1028 — Cancer CarePartners: Can Family Caregivers Help Veterans Undergoing Chemotherapy Manage their Symptoms?
Silveira MJ, AAVAMC CCMR; Sikorskii A, Michigan State University; Given C, Michigan State University; Piette JP, AAVAMC CCMR;
"Cancer CarePartners" (CCP) is a Web-enabled program designed to help caregivers of Veterans undergoing chemotherapy track symptoms and receive structured advice for how to help the Veteran. CCP includes weekly, automated telephonic symptom assessment with self-management support to the Veteran paired with Web-based symptom alerts to the caregiver pointing them to a website where s/he can obtain customized advice for symptom management. We conducted an RCT of CCP: 1) To determine if Veterans undergoing chemotherapy who receive CCP report significant improvement in the severity of symptoms (the sum of 0-10 severity across 8 core symptoms) compared to Veterans receiving an attention control; secondarily, to determine if they experience better adherence to chemotherapy and utilization of healthcare. (2) To determine if caregivers participating in the intervention provide significantly more social support to Veterans than do controls; secondarily, to determine if they experience more caregiver burden and distress than do controls.

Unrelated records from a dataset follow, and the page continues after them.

PR #408, opened 2023-06-20
SAA-874 start date of allocation cannot be before activity start date or after activity end date.

matt-crowson-moj:
Test case

Activity starting and ending on 22 June 2023.

image

image

image


timharrison-moj (approved):
LGTM. 

As an aside, there is some `walking the tree of objects` here, but was already there - so if I tale out the large collections `instances` and `allocations`  from ActivitySchedule, this area will need to be on the rework list too.

PR #413, opened 2023-06-21
SAA-871: Suitability endpoint updates

leejacobson-moj:


src/test/kotlin/uk/gov/justice/digital/hmpps/hmppsactivitiesmanagementapi/service/CandidatesServiceTest.kt
```diff
@@ -449,5 +461,31 @@ class CandidatesServiceTest {
...
+      candidateSuitabilitySetup(activity, candidate)
+
+      val suitability = service.candidateSuitability(
+        activity.schedules().first().activityScheduleId,
+        candidate.prisonerNumber,
+      )
+
+      val candidateAllocation = allocation().copy(allocationId = 1, prisonerNumber = "A1234BC")
+
+      assertThat(suitability.allocations).isEqualTo(
```
matt-crowson-moj, line 481: This is no biggy really.  There is an alternative assertion method for lists.  It would look something like this:

```
assertThat(suitability.allocations).containsOnly(
  AllocationPayRate(
    allocation = candidateAllocation.toModel(),
    payRate = candidateAllocation.allocationPay("BAS")?.toModelLite(),
  ),
)

There are various other permutations of `contains` but the above should work fine in this example.
```

timharrison-moj (commented):
LGTM (too).

src/test/kotlin/uk/gov/justice/digital/hmpps/hmppsactivitiesmanagementapi/service/ManageAttendancesServiceTest.kt
```diff
@@ -146,6 +167,15 @@ class ManageAttendancesServiceTest {
 
     whenever(scheduledInstanceRepository.findAllBySessionDate(today)).thenReturn(listOf(instance))
     whenever(attendanceReasonRepository.findByCode(AttendanceReasonEnum.SUSPENDED)).thenReturn(attendanceReasons()["SUSPENDED"])
+    val attendees = instance.attendances.map { it.prisonerNumber }
+    whenever(prisonerSearchApiClient.findByPrisonerNumbers(attendees))
+      .thenReturn(
+        Mono.just(
+          attendees.map {
```
timharrison-moj, line 174: Question using Mono here? Response type from the search API is `List<Prisoner>` so not sure of reason for wrapping this in a Mono?

leejacobson-moj: `findByPrisonerNumbers()` returns a `Mono<List<Prisoner>>` hence the wrapping in a Mono here.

Consenting Veterans with solid tumors undergoing chemotherapy at one of three VAMCs who reported at least one core symptom at a moderate or high level and had a caregiver willing to enroll in the study were randomly assigned to either 10 weeks of CCP or 10 weeks of an attention control intervention. Patients and caregivers were surveyed at intake, 10, and 14 weeks. We reviewed all subjects' medical records for care received during the 14 weeks on study.

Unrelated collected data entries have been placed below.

PR #416, opened 2023-06-23
SAA-890: Adds validation to attendance marking

leejacobson-moj:
## Overview

Simple change to add validation to attendance marking. Marking attendance that's not editable will now throw an exception.


timharrison-moj (approved):
LGTM

PR #419, opened 2023-06-25
Use a more consistent paginated endpoint for fetching all prisoners for activity candidates

smcveigh941:
* The previously used endpoint would have occasionally returned the list in a different order, which would have messed up the pagination on the frontend. This endpoint is more consistent


matt-crowson-moj (approved):
LGTM

PR #420, opened 2023-06-26
SAA-912: Return a default rollout plan for prisons which are not yet planned for rollout

smcveigh941:


src/main/kotlin/uk/gov/justice/digital/hmpps/hmppsactivitiesmanagementapi/service/RolloutPrisonService.kt
```diff
@@ -1,14 +1,19 @@
...
+import uk.gov.justice.digital.hmpps.hmppsactivitiesmanagementapi.entity.RolloutPrison
 import uk.gov.justice.digital.hmpps.hmppsactivitiesmanagementapi.repository.RolloutPrisonRepository
 import uk.gov.justice.digital.hmpps.hmppsactivitiesmanagementapi.util.transform
 
 @Service
 class RolloutPrisonService(private val repository: RolloutPrisonRepository) {
 
   fun getByPrisonCode(code: String) = transform(
-    repository.findByCode(code) ?: throw EntityNotFoundException(code),
+    repository.findByCode(code) ?: RolloutPrison(
```
matt-crowson-moj, line 12: Not sure I agree with this and even if we do say this is OK then the controller docs will need updating.

404 still feels logical to me though.

matt-crowson-moj (approved):
LGTM

PR #423, opened 2023-06-27
SAA-909: Update appointment name for scheduled events

leejacobson-moj:


src/main/kotlin/uk/gov/justice/digital/hmpps/hmppsactivitiesmanagementapi/util/TransformFunctions.kt
```diff
@@ -149,7 +149,10 @@ fun transformAppointmentInstanceToScheduledEvents(
     suspended = false,
     categoryCode = it.categoryCode,
     categoryDescription = referenceCodesForAppointmentsMap[it.categoryCode]?.description ?: "Unknown",
-    summary = it.appointmentDescription ?: referenceCodesForAppointmentsMap[it.categoryCode]?.description,
+    summary = when (it.appointmentDescription.isNullOrEmpty()) {
+      true -> referenceCodesForAppointmentsMap[it.categoryCode]?.description
+      false -> "${it.appointmentDescription} (${referenceCodesForAppointmentsMap[it.categoryCode]?.description})"
+    },
```
leejacobson-moj, line 155: Is this the best way to do this conditional logic?

src/main/kotlin/uk/gov/justice/digital/hmpps/hmppsactivitiesmanagementapi/util/TransformFunctions.kt
```diff
@@ -149,7 +149,10 @@ fun transformAppointmentInstanceToScheduledEvents(
     suspended = false,
     categoryCode = it.categoryCode,
     categoryDescription = referenceCodesForAppointmentsMap[it.categoryCode]?.description ?: "Unknown",
-    summary = it.appointmentDescription ?: referenceCodesForAppointmentsMap[it.categoryCode]?.description,
+    summary = when (it.appointmentDescription.isNullOrEmpty()) {
+      true -> referenceCodesForAppointmentsMap[it.categoryCode]?.description
+      false -> "${it.appointmentDescription} (${referenceCodesForAppointmentsMap[it.categoryCode]?.description})"
```
iterative-it, line 154: In the event that the reference code isn't mapped, it should ideally fall back to the code itself so add ?: it.categoryCode after .description (or do that at the start of the map to reduce code duplication)

src/main/kotlin/uk/gov/justice/digital/hmpps/hmppsactivitiesmanagementapi/util/TransformFunctions.kt
iterative-it: It's personal preference. You can also do
```
if (it.appointmentDescription.isNullOrEmpty()) referenceCodesForAppointmentsMap[it.categoryCode]?.description else "${it.appointmentDescription} (${referenceCodesForAppointmentsMap[it.categoryCode]?.description})"
```

Which I personally prefer but that's cause my background isn't functional programming. @matt-crowson-moj will have the best approach

leejacobson-moj: I considered that, but given it's length it doesn't read well as a single line and the syntax looked a bit ugly to me when splitting the if else across two lines.

The `when` looks neater to me, but I'm not convinced it's the best way to do a simple inline if else conditional.

src/main/kotlin/uk/gov/justice/digital/hmpps/hmppsactivitiesmanagementapi/util/TransformFunctions.kt
leejacobson-moj: Updated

834 patients were referred to the study; 371 (45%) met eligibility criteria, of which 151 (41%) consented and were randomized; 137 (91%) entered the trial and 112 (82%) completed it. Caregivers receiving the intervention made a mean of 4.1 weekly task lists (range 0-10), with a mean of 4.6 tasks per list (range 1-10); 66% of the tasks were tried and, of those, 85% were rated as "helpful" by the caregiver. By 10 weeks, intervention subjects experienced lower summed symptom severity than controls did (mean 19.5 vs 23.2, P = 0.107). Intervention subjects also experienced fewer inpatient stays (mean 0.19 vs. 0.34, P = 0.1814) and phone calls to providers (0.46 vs. 0.62, P = 0.3019). Intervention subjects were able to tolerate more chemotherapy (agents per cycle 3.6 vs. 3.1 P = 0.0395; agents per infusion 2.2 vs. 2.0 P = 0.0054). Caregivers receiving the intervention reported less and similar mastery and burden as controls; most caregivers rated the intervention as "very helpful."
We found that CCP can enhance caregiver support for Veterans, and that many Veterans experience better symptoms and adherence to chemotherapy as a result, ultimately requiring fewer formal resources during treatment. Cancer CarePartners does so with little burden to the caregiver. One limitation of the study is that recruitment rates were lower than expected.

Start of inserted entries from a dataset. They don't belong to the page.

PR #424, opened 2023-06-27
SAA-918: Use default location prefix format where no explicit pattern exists

iterative-it:
Matches the existing Whereabouts approach used in https://github.com/ministryofjustice/whereabouts-api/blob/main/src/main/java/uk/gov/justice/digital/hmpps/whereabouts/services/LocationGroupServiceSelector.kt and https://github.com/ministryofjustice/whereabouts-api/blob/main/src/main/java/uk/gov/justice/digital/hmpps/whereabouts/services/LocationGroupFromPrisonApiService.kt

Tested with Leeds and Gartree


timharrison-moj (dismissed):
LGTM.

timharrison-moj (commented):
Sorry, tests failed.

timharrison-moj (approved):
LGTM

PR #427, opened 2023-06-28
SAA-907: Return empty list of scheduled events if prisoner number list is empty

smcveigh941:
* Prevents prisonAPI throwing a `400 Bad Request` when an empty list is passed to it
* Should not be stripping the regex away from the config


timharrison-moj (approved):
LGTM

PR #431, opened 2023-06-29
SAA-877 archived activities should not be updateable this change prevents that.

matt-crowson-moj:
The API was not guarding the updating of archived activities.

At time of writing the frontend still doesn't.  You can go directly to edit an (archived) activity bypassing the journey to get there.


timharrison-moj (approved):
LGTM

PR #434, opened 2023-06-29
SAA-877 checking the supplied prison code matches that of the allocation prior to updating.

matt-crowson-moj:
This change fixes an issue whereby even though we are supplying the prison code along with the allocation prior to update we were not checking the allocations activity is at the given prison code.


yasinmustafa (approved):
lgtm

PR #436, opened 2023-06-30
SAA-933 this change corrects the error message when creating an activity if the education study area description does not match NOMIS.

matt-crowson-moj:


src/test/kotlin/uk/gov/justice/digital/hmpps/hmppsactivitiesmanagementapi/service/ActivityServiceTest.kt
```diff
@@ -383,6 +383,38 @@ class ActivityServiceTest {
       .hasMessage("The education level code '1' is not active in NOMIS")
   }
 
+  @Test
+  fun `createActivity - study area description does not match NOMIS`() {
```
matt-crowson-moj, line 387: Add (missing) test coverage.

timharrison-moj (approved):
LGTM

This is the first trial to address the difficulties many Veterans face when attempting to manage their cancer symptoms by providing a mechanism so that any caregiver can be more informed about the Veteran's status and needs, and provide structured support in key areas. Programs like CCP might be able to help thousands of Veterans with cancer symptoms for-whom self-care is a challenge and who experience preventable morbidity and health service use as a consequence.